Exercise instructions → Which lines in the data below contain the string "CaseReducer"? Show each one.

Data excerpts →

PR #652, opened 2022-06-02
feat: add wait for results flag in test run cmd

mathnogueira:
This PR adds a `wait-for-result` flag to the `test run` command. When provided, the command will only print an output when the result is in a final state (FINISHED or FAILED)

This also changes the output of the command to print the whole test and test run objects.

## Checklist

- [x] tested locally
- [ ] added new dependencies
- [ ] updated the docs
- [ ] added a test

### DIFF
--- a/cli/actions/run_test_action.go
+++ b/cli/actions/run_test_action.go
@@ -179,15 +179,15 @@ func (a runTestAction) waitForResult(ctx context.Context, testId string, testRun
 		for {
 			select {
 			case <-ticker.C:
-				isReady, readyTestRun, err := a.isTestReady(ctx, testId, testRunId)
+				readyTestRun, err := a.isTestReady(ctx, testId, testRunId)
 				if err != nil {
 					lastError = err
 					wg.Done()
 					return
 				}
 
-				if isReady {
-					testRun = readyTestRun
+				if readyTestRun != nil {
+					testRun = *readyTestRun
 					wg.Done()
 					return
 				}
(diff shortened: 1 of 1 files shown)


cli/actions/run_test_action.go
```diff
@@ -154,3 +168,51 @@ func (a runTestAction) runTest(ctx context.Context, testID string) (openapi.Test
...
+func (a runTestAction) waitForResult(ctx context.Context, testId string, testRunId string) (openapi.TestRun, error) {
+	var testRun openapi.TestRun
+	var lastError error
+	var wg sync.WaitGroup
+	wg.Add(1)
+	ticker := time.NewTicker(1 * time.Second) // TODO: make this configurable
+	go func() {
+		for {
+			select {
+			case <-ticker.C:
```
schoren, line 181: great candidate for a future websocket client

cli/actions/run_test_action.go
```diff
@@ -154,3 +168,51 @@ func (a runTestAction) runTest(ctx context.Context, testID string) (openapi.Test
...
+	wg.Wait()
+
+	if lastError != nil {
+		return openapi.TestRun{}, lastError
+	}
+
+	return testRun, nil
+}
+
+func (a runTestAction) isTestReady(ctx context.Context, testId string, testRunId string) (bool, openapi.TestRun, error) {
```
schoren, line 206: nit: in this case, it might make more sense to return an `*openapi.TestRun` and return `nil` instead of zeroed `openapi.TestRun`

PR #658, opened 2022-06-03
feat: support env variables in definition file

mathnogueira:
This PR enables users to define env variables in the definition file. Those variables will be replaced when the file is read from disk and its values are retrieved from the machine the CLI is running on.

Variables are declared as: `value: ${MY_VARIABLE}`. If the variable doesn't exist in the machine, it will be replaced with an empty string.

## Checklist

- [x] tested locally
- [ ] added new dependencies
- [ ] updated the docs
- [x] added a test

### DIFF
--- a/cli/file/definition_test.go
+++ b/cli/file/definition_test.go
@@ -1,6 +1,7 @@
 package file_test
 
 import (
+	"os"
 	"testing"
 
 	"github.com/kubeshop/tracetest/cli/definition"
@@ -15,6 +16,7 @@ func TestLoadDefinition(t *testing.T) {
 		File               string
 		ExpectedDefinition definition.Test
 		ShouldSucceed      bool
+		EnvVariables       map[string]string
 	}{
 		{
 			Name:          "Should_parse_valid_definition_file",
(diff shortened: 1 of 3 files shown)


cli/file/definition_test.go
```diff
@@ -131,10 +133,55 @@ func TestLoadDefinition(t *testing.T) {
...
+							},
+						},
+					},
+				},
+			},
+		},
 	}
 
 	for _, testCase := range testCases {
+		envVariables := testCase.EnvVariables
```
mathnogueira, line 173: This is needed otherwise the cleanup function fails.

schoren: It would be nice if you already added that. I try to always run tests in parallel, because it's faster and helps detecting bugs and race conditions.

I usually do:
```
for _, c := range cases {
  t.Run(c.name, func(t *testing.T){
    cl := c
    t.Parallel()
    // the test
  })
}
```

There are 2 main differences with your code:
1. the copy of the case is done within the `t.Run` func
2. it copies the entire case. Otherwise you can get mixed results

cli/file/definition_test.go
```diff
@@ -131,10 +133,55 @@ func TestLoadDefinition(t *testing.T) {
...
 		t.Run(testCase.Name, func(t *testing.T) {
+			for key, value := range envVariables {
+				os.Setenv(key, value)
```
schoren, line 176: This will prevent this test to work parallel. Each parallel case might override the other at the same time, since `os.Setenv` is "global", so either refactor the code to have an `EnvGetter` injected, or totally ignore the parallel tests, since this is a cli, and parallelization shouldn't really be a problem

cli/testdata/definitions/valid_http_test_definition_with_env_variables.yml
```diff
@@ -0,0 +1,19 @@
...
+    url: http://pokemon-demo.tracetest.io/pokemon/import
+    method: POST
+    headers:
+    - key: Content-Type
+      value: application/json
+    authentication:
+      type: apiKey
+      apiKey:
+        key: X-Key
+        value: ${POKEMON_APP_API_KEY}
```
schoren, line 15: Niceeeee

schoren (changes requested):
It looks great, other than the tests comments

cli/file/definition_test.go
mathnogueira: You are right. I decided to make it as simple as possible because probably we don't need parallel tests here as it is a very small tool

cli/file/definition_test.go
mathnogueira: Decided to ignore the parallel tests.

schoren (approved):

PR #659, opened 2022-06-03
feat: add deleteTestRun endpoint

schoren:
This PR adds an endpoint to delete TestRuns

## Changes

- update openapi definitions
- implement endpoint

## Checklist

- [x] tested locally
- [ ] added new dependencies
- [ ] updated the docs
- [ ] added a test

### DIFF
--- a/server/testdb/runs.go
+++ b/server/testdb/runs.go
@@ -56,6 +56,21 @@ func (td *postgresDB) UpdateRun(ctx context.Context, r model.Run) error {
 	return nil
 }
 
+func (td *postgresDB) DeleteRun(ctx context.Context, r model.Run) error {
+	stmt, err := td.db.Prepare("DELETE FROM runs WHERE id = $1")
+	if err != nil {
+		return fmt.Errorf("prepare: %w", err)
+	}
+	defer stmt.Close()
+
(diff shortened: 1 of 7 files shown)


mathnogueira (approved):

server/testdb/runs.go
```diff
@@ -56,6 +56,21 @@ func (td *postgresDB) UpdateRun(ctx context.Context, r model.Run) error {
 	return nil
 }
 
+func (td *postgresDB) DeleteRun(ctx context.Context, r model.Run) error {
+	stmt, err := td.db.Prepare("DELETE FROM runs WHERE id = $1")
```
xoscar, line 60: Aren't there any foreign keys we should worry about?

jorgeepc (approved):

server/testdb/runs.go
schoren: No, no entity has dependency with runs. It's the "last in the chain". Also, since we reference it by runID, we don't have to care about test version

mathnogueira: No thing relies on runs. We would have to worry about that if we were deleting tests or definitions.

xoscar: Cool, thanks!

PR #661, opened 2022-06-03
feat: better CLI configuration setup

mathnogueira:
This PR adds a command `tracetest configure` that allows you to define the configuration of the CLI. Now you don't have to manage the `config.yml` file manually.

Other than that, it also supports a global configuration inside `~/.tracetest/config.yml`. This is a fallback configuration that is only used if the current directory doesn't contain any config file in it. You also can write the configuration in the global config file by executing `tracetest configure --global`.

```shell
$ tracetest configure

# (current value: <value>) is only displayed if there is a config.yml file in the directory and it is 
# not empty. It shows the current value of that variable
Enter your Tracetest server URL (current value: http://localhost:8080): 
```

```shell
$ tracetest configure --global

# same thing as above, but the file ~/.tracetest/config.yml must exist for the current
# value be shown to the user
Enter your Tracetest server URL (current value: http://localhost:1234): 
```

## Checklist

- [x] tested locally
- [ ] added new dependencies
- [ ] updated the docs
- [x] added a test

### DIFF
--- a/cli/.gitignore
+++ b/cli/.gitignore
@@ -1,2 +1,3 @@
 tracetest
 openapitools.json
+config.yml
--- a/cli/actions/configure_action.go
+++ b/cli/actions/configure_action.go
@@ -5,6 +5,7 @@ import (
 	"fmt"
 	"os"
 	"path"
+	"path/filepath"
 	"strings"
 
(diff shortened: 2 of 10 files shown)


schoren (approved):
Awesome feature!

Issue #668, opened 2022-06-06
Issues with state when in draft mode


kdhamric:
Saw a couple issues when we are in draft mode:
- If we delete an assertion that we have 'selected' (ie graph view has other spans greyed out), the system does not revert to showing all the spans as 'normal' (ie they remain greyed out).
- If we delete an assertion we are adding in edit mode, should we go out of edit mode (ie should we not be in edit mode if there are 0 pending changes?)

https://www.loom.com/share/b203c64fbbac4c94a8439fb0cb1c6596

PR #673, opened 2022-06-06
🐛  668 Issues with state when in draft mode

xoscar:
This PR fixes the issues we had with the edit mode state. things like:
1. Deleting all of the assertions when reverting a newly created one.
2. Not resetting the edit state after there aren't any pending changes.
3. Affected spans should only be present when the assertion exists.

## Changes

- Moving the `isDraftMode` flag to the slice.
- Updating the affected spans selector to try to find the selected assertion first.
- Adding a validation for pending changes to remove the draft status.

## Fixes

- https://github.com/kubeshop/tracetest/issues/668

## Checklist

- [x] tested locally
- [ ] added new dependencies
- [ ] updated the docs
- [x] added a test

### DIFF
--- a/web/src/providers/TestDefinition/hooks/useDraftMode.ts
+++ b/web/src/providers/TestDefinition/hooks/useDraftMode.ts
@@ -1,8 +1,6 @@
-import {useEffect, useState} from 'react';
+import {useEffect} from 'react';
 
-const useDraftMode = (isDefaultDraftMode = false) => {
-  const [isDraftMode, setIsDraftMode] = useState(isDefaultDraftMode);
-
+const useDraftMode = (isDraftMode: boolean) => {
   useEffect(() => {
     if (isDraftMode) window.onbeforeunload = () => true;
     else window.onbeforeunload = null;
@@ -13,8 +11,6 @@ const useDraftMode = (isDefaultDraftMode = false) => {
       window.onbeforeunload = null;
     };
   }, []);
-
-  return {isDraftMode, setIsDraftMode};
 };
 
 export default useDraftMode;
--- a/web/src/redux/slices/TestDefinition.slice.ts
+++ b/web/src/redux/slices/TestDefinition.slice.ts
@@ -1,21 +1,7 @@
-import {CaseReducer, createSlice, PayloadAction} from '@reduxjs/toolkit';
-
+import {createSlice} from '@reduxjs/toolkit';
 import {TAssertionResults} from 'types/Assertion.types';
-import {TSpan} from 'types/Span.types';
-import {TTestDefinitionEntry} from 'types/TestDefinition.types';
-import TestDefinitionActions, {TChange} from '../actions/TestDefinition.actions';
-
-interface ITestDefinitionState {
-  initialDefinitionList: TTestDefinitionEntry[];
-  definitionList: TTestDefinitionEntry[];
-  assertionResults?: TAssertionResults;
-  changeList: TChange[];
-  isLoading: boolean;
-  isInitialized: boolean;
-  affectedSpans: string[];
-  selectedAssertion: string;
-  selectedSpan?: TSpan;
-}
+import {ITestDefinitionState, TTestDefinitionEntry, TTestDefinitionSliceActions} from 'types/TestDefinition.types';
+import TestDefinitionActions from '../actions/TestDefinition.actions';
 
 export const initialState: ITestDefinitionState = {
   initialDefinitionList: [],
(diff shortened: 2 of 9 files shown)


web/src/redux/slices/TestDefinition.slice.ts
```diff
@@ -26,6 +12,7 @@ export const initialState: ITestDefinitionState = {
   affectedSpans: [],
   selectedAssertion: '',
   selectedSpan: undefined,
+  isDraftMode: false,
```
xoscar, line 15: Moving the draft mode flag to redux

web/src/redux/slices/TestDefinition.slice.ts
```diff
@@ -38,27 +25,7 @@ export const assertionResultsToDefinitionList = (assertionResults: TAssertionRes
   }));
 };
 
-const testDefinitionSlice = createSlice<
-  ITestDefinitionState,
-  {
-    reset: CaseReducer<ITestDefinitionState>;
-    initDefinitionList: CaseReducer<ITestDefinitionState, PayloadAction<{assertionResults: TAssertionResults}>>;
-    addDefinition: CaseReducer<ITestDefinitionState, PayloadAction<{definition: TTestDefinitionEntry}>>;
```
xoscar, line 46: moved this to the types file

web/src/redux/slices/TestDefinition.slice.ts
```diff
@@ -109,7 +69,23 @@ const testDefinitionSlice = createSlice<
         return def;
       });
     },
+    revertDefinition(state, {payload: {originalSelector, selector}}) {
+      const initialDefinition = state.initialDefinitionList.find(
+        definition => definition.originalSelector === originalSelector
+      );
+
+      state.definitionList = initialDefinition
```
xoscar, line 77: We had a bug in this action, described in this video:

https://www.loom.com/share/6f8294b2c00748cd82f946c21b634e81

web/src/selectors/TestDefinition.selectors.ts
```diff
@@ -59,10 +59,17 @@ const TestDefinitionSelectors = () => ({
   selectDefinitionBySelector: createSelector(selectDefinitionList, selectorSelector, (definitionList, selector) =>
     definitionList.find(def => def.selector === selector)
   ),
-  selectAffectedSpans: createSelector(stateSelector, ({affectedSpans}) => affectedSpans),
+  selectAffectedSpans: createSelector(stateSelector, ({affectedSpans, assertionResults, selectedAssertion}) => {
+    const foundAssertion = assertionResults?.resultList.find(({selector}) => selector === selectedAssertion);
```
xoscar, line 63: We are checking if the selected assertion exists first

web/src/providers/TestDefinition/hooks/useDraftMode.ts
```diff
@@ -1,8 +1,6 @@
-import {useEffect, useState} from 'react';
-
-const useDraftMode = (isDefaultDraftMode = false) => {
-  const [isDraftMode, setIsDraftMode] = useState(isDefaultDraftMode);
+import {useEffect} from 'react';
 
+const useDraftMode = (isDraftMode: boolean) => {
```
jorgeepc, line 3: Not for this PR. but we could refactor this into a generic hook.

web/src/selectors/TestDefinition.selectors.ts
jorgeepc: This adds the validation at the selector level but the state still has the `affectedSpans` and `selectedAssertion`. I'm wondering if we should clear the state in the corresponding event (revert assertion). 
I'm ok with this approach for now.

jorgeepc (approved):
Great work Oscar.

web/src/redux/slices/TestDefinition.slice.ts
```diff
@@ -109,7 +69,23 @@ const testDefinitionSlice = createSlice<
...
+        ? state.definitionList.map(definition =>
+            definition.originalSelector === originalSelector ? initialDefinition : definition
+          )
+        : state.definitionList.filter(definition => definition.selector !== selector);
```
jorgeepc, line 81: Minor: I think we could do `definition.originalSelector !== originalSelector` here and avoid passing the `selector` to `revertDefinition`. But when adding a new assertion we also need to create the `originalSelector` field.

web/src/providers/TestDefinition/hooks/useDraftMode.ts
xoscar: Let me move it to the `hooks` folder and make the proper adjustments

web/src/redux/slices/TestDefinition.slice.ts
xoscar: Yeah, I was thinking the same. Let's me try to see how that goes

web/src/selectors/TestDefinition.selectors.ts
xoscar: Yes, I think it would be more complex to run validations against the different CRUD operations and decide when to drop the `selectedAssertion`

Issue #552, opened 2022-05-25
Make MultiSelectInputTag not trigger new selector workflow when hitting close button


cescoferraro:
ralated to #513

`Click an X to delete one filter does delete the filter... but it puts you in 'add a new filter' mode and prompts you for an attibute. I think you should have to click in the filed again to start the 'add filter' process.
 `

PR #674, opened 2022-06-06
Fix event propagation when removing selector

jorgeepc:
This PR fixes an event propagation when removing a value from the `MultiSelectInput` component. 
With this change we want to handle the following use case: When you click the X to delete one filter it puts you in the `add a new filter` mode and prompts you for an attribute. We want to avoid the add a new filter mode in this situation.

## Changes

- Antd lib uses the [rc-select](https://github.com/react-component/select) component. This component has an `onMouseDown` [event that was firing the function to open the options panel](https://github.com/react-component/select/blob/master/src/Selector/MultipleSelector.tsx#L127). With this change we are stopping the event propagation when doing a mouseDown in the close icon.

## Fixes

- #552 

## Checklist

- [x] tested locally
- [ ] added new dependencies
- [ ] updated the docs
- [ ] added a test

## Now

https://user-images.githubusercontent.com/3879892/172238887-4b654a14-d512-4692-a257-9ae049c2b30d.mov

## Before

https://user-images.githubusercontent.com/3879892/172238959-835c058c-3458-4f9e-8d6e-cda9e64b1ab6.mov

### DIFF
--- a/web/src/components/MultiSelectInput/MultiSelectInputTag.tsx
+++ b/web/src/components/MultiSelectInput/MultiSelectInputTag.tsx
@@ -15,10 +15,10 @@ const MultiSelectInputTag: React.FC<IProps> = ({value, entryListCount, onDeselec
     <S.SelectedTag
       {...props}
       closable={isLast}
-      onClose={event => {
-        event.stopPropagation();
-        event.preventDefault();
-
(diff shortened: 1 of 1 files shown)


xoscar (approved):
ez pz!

Exercise answer →
-import {CaseReducer, createSlice, PayloadAction} from '@reduxjs/toolkit';
-    reset: CaseReducer<ITestDefinitionState>;
-    initDefinitionList: CaseReducer<ITestDefinitionState, PayloadAction<{assertionResults: TAssertionResults}>>;
-    addDefinition: CaseReducer<ITestDefinitionState, PayloadAction<{definition: TTestDefinitionEntry}>>;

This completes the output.